**WHAT NEEDS TO BE DONE:** Report every line in the listing below where the string "number" shows up.

--- START ---

PR #1011, opened 2023-02-10
Update number of arguments passed into getAnnotatedRecordsUsingPOST call

callachennault:
The number of arguments accepted by the `getAnnotatedRecordsUsingPOST` function was updated in this PR: https://github.com/genome-nexus/genome-nexus-annotation-pipeline/pull/233. All calls to this function have been updated to be consistent with this change.


sheridancbio:
Essentially the same changes were made as part of #1061 which has been merged to master.

PR #1012, opened 2023-02-13
Add Gene Panel Matrix File Standardization

averyniceday:
Bug becomes apparent for studies which merge unlinked Archer samples (e.g. Lehigh)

--- END ---

**RESULT BELOW:**
Update number of arguments passed into getAnnotatedRecordsUsingPOST call
The number of arguments accepted by the `getAnnotatedRecordsUsingPOST` function was updated in this PR: https://github.com/genome-nexus/genome-nexus-annotation-pipeline/pull/233. All calls to this function have been updated to be consistent with this change.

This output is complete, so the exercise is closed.